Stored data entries
+ + + + +
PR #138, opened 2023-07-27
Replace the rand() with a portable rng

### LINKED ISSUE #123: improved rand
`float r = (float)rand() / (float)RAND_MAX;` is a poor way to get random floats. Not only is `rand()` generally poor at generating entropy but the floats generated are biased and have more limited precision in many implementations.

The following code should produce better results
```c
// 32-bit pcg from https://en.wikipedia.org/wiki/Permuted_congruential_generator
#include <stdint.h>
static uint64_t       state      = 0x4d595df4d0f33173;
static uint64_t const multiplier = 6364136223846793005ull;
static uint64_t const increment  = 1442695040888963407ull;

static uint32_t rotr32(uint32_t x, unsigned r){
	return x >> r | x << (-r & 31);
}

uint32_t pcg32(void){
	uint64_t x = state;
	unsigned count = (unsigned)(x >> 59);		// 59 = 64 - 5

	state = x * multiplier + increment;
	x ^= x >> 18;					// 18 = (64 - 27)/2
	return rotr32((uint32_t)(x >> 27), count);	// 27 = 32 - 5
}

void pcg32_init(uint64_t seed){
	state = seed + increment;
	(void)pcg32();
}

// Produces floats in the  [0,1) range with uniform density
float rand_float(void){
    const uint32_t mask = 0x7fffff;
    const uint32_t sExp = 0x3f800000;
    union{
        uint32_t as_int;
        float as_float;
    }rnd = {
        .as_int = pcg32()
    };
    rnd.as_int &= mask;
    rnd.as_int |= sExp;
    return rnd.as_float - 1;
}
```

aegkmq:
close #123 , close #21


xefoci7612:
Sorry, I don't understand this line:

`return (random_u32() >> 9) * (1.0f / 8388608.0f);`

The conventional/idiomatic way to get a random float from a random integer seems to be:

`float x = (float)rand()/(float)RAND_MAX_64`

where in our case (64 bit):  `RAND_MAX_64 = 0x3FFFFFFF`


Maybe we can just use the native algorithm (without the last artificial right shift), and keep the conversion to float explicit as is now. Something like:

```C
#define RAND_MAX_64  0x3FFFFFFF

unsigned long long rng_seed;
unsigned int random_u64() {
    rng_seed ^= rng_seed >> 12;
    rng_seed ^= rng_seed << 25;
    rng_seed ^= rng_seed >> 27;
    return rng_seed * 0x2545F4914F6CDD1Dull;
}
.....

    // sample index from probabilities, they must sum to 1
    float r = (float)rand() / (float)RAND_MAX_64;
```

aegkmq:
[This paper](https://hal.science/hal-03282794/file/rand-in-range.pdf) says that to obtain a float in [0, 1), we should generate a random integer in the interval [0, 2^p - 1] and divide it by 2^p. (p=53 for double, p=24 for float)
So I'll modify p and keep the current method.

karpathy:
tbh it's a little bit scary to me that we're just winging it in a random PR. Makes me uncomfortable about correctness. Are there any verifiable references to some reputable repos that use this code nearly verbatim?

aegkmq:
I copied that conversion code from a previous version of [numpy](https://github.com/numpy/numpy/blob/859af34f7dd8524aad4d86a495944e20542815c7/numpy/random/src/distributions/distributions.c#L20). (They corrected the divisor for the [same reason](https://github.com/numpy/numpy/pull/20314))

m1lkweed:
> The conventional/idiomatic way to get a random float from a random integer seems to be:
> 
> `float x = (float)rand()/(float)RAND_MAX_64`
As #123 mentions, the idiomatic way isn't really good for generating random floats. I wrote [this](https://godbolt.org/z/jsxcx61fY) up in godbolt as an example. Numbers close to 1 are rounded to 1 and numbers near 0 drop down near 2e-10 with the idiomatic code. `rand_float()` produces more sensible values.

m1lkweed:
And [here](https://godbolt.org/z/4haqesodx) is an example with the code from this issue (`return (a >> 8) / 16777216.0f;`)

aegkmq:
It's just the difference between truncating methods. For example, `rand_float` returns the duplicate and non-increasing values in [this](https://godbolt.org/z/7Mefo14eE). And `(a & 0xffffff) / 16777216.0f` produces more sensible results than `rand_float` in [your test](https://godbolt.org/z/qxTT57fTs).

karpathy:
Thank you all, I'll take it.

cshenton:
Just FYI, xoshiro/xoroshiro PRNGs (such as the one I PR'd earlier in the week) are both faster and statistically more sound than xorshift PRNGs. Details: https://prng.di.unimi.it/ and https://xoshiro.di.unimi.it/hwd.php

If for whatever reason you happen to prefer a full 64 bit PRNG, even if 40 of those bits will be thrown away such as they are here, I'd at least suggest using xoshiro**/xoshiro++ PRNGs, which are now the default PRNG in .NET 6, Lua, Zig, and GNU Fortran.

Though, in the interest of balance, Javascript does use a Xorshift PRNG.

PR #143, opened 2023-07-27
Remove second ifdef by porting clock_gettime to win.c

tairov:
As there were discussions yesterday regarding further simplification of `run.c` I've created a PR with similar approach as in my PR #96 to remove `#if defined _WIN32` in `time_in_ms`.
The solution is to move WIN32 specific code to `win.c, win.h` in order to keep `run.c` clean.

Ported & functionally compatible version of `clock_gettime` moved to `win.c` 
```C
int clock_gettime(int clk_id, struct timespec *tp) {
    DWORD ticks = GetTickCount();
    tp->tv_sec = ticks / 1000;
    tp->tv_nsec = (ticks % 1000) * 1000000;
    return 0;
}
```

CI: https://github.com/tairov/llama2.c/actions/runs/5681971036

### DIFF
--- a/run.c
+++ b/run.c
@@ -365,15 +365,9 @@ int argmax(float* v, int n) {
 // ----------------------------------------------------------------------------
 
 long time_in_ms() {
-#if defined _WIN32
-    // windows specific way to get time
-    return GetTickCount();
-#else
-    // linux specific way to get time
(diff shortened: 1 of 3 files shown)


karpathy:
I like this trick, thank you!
+ + + + +
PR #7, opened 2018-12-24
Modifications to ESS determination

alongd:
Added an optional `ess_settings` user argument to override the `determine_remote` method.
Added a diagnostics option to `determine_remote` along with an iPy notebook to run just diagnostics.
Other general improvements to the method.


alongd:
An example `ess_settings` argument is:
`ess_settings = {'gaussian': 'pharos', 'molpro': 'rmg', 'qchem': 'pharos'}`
+ + + + +
**DIRECTIONS**
What do the lines above say from the one containing "PR #138, opened 2023-07-27" down to the one containing "in many implementations."? Return them exactly, both end lines included, and only them.

**EXERCISE RESULT**
PR #138, opened 2023-07-27
Replace the rand() with a portable rng

### LINKED ISSUE #123: improved rand
`float r = (float)rand() / (float)RAND_MAX;` is a poor way to get random floats. Not only is `rand()` generally poor at generating entropy but the floats generated are biased and have more limited precision in many implementations.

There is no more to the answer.